Your instructions → From the entries below, copy exactly the lines from the one that contains "Would this be" through the one that contains "1. Global state", both included, and only those.

Data records →
PR #3561, opened 2022-08-24
fix(form): read only fieldsets

hermanwikner:
### Description

This PR fixes an issue with read only in fieldsets. Looking at the schema example below – `myString` should be read only.

```ts
{
  name: 'myDocument',
  type: 'document',
  fieldsets: [
    {
      name: 'myFieldset',
      readOnly: true,
    }
  ],
  fields: [
    {
      name: 'myString',
      type: 'string',
      fieldset: 'myFieldset'
    }
  ]
}
```

### What to review

Make sure that fields inside a fieldset respect the fieldsets `readOnly` value.

### Notes for release

fix(form): read only fieldsets

### DIFF
--- a/packages/sanity/src/form/store/formState.ts
+++ b/packages/sanity/src/form/store/formState.ts
@@ -553,6 +553,13 @@ function prepareObjectInputState<T>(
       return []
     }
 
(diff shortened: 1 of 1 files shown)


bjoerge (approved):
Good one, thanks!

PR #3562, opened 2022-08-25
Add alt text field for main image in blog schema

hidde:
### Description

The blog schema has a field for a main image, but no field to provide alternative text for that image. This change adds that.

This is from a suggestion by a community member and I feel it makes for a sensible default.

### What to review

Would this be a useful property and is it added in a satisfactory way?

### Notes for release

- The main image field in the blog schema now includes an alternative text field.


vicbergquist (changes requested):
lgtm

PR #3564, opened 2022-08-25
Lock document during publish

bjoerge:
### Description
This connects the "publish" document action with actual progress for publishing a document, and disables the editor if the current document is in the process of being published. This reduce the risk of getting into the situation where the client hasn't yet received the `createOrReplace` from the publish transaction and thus base new draft edits on an old and outdated local version of the published document.

Here's an illustration of how it will appear if there's a lot of latency (fake latency is effective in the deployment for this branch, to try live). The locking is normally a lot less disruptive, hardly noticeable when little latency.

NOTE: to make these changes production ready the following tasks needs to be done:

- Rewrite implementation of `isPublishMutation` and `allTransactionMessagesReceived` based on proper backend support for detecting
- Remove "fake latency"-step in `getPairListener.ts`
- Remove `publish-`-prefix from publish operation
- Update the publish operation test (currently disabled)

### What to review
Make sure everything related to publishing a document works as good as - or preferably *better* - than before.

### Notes for release
- Fixes a race condition that could happen during publish, causing the draft being overridden by an older version of the published document


bjoerge:
Superseded by https://github.com/sanity-io/sanity/pull/3588

PR #3565, opened 2022-08-25
fix(datastores): memoize edit state in document store instance

rexxars:
### Description

There is some global memoization going on in the document pair datastore utils. This isn't great:
1. Global state is a side effect. It can be hard to test these utils properly, and it could lead to memory leaks.
2. The keys used in the memoization is insufficient. For the edit state, it does not take into account changes in the schema - for instance `liveEdit`. It also does not take the source into account (projectId/dataset), which could lead to trouble in cases where document IDs and type names are shared (think production vs staging).

I want us to clean up all of these globally memoized things, but I figured I would open this initially so we could discuss/verify the approach.

The document store is already memoized with a key on `client, documentPreviewStore, historyStore, schema`, and I implemented a cache local to the document store for the edit state in particular. It looks like the listener gets unsubscribed as it should when constructing the document pair.

Thoughts? Is this the way to go, or should we address this differently?

### What to review

- Change in memoization
- To see the before/after:
  - `cd dev/starter-next-studio && yarn dev` - navigate to a document, then open `Studio.tsx` and change the schema type to be `liveEdit: true`. Watch how the footer does not reflect the change. Checkout this branch and try the same, and see it reflected.

### Notes for release

- Fixed certain schema properties not being reflected after a hot-module reload in Next.js/Webpack

### DIFF
--- a/packages/sanity/src/datastores/document/document-pair/editState.ts
+++ b/packages/sanity/src/datastores/document/document-pair/editState.ts
@@ -4,7 +4,6 @@ import {Observable} from 'rxjs'
 import {map, publishReplay, refCount, startWith} from 'rxjs/operators'
 import {HistoryStore} from '../../history'
 import {IdPair} from '../types'
-import {memoize} from '../utils/createMemoizer'
 import {operationArgs} from './operationArgs'
 import {isLiveEditEnabled} from './utils/isLiveEditEnabled'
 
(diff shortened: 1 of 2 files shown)


bjoerge (approved):
This approach looks solid to me. I guess we could also consider to move memoization / caching out of the document store entirely at some point and instead cache it in the React/context layer. After all the reason we did this caching was to make sure we never instantiated more than one document store across the _runtime_, but that requirement has shifted to be about a _React tree_ now, I guess.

Solved problem →
Would this be a useful property and is it added in a satisfactory way?

### Notes for release

- The main image field in the blog schema now includes an alternative text field.


vicbergquist (changes requested):
lgtm

PR #3564, opened 2022-08-25
Lock document during publish

bjoerge:
### Description
This connects the "publish" document action with actual progress for publishing a document, and disables the editor if the current document is in the process of being published. This reduce the risk of getting into the situation where the client hasn't yet received the `createOrReplace` from the publish transaction and thus base new draft edits on an old and outdated local version of the published document.

Here's an illustration of how it will appear if there's a lot of latency (fake latency is effective in the deployment for this branch, to try live). The locking is normally a lot less disruptive, hardly noticeable when little latency.

NOTE: to make these changes production ready the following tasks needs to be done:

- Rewrite implementation of `isPublishMutation` and `allTransactionMessagesReceived` based on proper backend support for detecting
- Remove "fake latency"-step in `getPairListener.ts`
- Remove `publish-`-prefix from publish operation
- Update the publish operation test (currently disabled)

### What to review
Make sure everything related to publishing a document works as good as - or preferably *better* - than before.

### Notes for release
- Fixes a race condition that could happen during publish, causing the draft being overridden by an older version of the published document


bjoerge:
Superseded by https://github.com/sanity-io/sanity/pull/3588

PR #3565, opened 2022-08-25
fix(datastores): memoize edit state in document store instance

rexxars:
### Description

There is some global memoization going on in the document pair datastore utils. This isn't great:
1. Global state is a side effect. It can be hard to test these utils properly, and it could lead to memory leaks.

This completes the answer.